The project is actively developing and applying Mixture Risk Assessment to evaluate these cumulative risks, pushing for regulatory frameworks that better reflect reality 6 . Furthermore, through its dedicated policy and outreach work package, the consortium ensures that its findings on novel biomarkers and health impacts are communicated to risk assessors, policymakers, and citizens 4 .
The aim is to empower people with knowledge to make healthier choices and to build the scientific foundation for stricter regulations on harmful metabolic disruptors.
Project launch & initial experiments
Data collection & biomarker development
Policy recommendations formulation
Final reporting & implementation strategy
The journey of the NEMESIS project is a testament to the power of collaborative science. By uniting experts from toxicology, medicine, computational biology, and social sciences, the project is forging a new path in the detection and understanding of metabolic disruptors 1 . From the precise molecular work in test tubes to the observation of whole zebrafish, and finally to the analysis of large-scale human data, every piece of the puzzle brings us closer to unmasking these hidden saboteurs.

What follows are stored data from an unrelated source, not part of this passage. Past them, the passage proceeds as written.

PR #110, opened 2018-11-01
Only include NUnit process when running code coverage

mark-raymond:
Tests that use LocalDB result in dotCover doing code coverage of sqlservr.exe - and consequently waiting for the LocalDB instance to exit before the code coverage is finished! Which normally takes 5-10 mins. In most situations, you only actually want to cover what's run by the tests themselves, and not external processes, so this PR defaults the process filter parameters in `Invoke-NUnitForAssembly` and `Invoke-NUnit3ForAssembly` to only include the NUnit process itself.

As this is a potentially breaking change, I've bumped the version number to 1.0.

As I've bumped the version number to 1.0, I thought it made sense to include another breaking change, of fixing the typo `-DotNotImportResultsToTeamcity` -> `-DoNotImportResultsToTeamcity` (which is only used in https://github.com/red-gate/honeycomb-wpf/blob/master/.build/build.ps1).


RobClenshaw:
Seems inherently sensible!

PR #113, opened 2018-12-21
Allow overriding NUnit's process isolation setting

mark-raymond:


mark-raymond:
@PeterGerrard I've made those changes.

PR #114, opened 2019-01-03
Cmdlet to normalize AssemblyInfo.cs files

mark-raymond:
This PR introduces the `Rewrite-AssemblyInfos` cmdlet, which rewrites all AssemblyInfo.cs files in a solution in a standard format. This was originally written for SQL Clone, but has had the SQL Clone specific code removed and tests added, and it should now be useful for other products.


mark-raymond:
Looks like it's still working in SQL Clone: https://buildserver.red-gate.com/viewLog.html?buildId=9786905&buildTypeId=SQLClone_Build

PR #119, opened 2019-02-07
Support projects as well as packages.config

mark-raymond:
Main aim of this PR is to make `Update-NuspecDependenciesVersions` support 2017-style Visual Studio projects as well as packages.config files.


Public/Nuget/Update-NuspecDependenciesVersions.ps1
```diff
@@ -30,7 +34,12 @@ function Update-NuspecDependenciesVersions {
         Get-CallerPreference -Cmdlet $PSCmdlet -SessionState $ExecutionContext.SessionState -Name 'VerbosePreference'
 
         # Load the nuget packages
-        $nugetPackages = Get-NugetPackagesFromConfigFiles -PackagesConfigPaths $PackagesConfigPaths
+        $nugetPackages = if ($PackagesConfigPaths) {
+            Get-NugetPackagesFromConfigFiles -PackagesConfigPaths $PackagesConfigPaths
+        }
+        else {
+            Get-NugetPackagesFromProjects -ProjectFilePaths $ProjectFilePaths
+        }
```
RobClenshaw: Is it possible someone might want to use both packages.config files and projects in the same call to the cmdlet?

mark-raymond: Done!

PR #120, opened 2019-02-20
Fix nuget package signing

nyctef:
@PeterGerrard found a problem where the usage client nuget package was restoring incorrectly on linux (the extracted files ended up with literal backslashes in their paths instead of being put into folders, which meant the dlls couldn't be referenced correctly).

I've created this branch and [a matching branch in `RedGate.Usage.Client`](https://github.com/red-gate/RedGate.Usage.Client/compare/fix-nuget-package-signing) - IIRC the fix worked in Peter's test, but need to doublecheck that

I'm not sure if there's a good way to write automated tests for this - any ideas? Suggestions on powershell style welcomed as well :)


Public/Invoke-SigningService.ps1
```diff
@@ -218,15 +218,14 @@ function Invoke-SigningServiceForNuGetPackage {
     $TempDir = New-TempDir
     try
     {
-        # First copy the NuGet package to the temp dir, giving it a .zip extension (Expand-Archive requires a .zip extension).
```
ChrisLambrou: You've removed the comment that explains why the NuGet package had to be copied to a temp file with a `.zip` extension _(because `Expand-Archive` requires it)_, yet the code still copies the package to a temp file anyway, and the rest of the comments still refer to it as a zip file, which is no longer true.

We could/should maybe do one of the following:
- Add a comment to indicate that we copy to a temp file so that if anything goes wrong, the original file is unlikely to be corrupted. However, if anything goes wrong, any build should probably immediately abort anyway, so there's not much benefit in this.
- Stop using a temporary intermediate file and work with the original NuGet package in-situ instead.

And of course, either way, we should fix the rest of the inline comments in this cmdlet.

Public/Invoke-SigningService.ps1
```diff
@@ -259,6 +258,74 @@ function Invoke-SigningServiceForNuGetPackage {
     }
 }
 
+# based on https://stackoverflow.com/a/10072887/895407
+function Expand-OPCPackage {
```
ChrisLambrou: This cmdlet feels generically useful. At the very least, it should be moved to its own file in the `Private` folder. Maybe even become a public cmdlet, but maybe that can wait until we have an actual need for it. Same goes for the corresponding `Compress-OPCPackage` cmdlet.

Public/Invoke-SigningService.ps1
```diff
@@ -259,6 +258,74 @@ function Invoke-SigningServiceForNuGetPackage {
...
+        [string]$InputPath,
+        [Parameter(Mandatory=$true)]
+        [string]$OutputDir
+  )
+    write-verbose "Extracting package $InputPath into $OutputDir"
+
+    add-type -AssemblyName 'windowsbase'
+    $package = [io.packaging.package]::Open($InputPath);
+
+    $package.GetParts() | foreach {
```
ChrisLambrou: And regarding PowerShell code style, it'd be best to follow the style of the rest of the RedGate.Build module. It basically boils down to using the original casing for all cmdlets rather than lower case, and use upper-camel case for identifiers. Lower-case seems to be okay for keywords and aliases (e.g. `foreach`, though actually we generally tend to favour `ForEach-Object`, as far as I can see).

nyctef:
> Also, what's an OC Package?

I don't know if it's a real thing, but googling "OPC package" gives https://en.wikipedia.org/wiki/Open_Packaging_Conventions as the first result, so I picked that as the name :)

> And regarding testing, when you can't easily write automated Pester tests, I've usually tested manually on a local build. For example, in SQL Compare's `Build` function, I'm doing the following that allows the restored `RedGate.Build` package to be overridden:

Ooh, that's a neat idea - I mostly tested this by dot-sourcing the file and playing around with the functions directly, but that seems like a cool way to do more real-world testing

Public/Invoke-SigningService.ps1
nyctef: Yeah, I kept the copying logic since it seemed vaguely safer (eg we're probably less likely to get random file locking errors if we update the file atomically) but didn't think about it too hard.

I guess another difference is that we create an entirely new nupkg and replace the original instead of trying to edit one, which also feels safer - not sure if it actually makes a difference though.

I'll have a look at fixing the comments

Public/Invoke-SigningService.ps1
nyctef: Sounds like a good idea 👍

Public/Invoke-SigningService.ps1
nyctef: Ok, will clean some of that up, thanks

The development of novel biomarkers will be a revolutionary step, allowing for earlier detection of chemical-induced metabolic disruption and more effective, preventative risk assessment of chemicals 2 5 . As this five-year mission continues, its findings promise to shine a light on the invisible threats in our environment, guiding us toward a future where public health is proactively protected.